[Opening Data section section]

Issue #279, opened 2017-06-30
route.URL() does not use scheme of parent router.


ChrisHines:
The feature added in https://github.com/gorilla/mux/pull/260 works for routes with a defined scheme, but not when the scheme is inherited from a parent router.

Reproducer:

```go
package main

import (
	"fmt"
	"github.com/gorilla/mux"
)

func main() {
	router := mux.NewRouter().Schemes("https").Host("localhost").Subrouter()
	route := router.NewRoute().Path("/api").BuildOnly()

	u, err := route.URL()

	fmt.Println(u, err)
}
```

[Closing Data section section]

*Instructions for the task*: From the first line to the last, set down every record exactly as written above.

*Final answer*:
Issue #279, opened 2017-06-30
route.URL() does not use scheme of parent router.


ChrisHines:
The feature added in https://github.com/gorilla/mux/pull/260 works for routes with a defined scheme, but not when the scheme is inherited from a parent router.

Reproducer:

```go
package main

import (
	"fmt"
	"github.com/gorilla/mux"
)

func main() {
	router := mux.NewRouter().Schemes("https").Host("localhost").Subrouter()
	route := router.NewRoute().Path("/api").BuildOnly()

	u, err := route.URL()

	fmt.Println(u, err)
}
```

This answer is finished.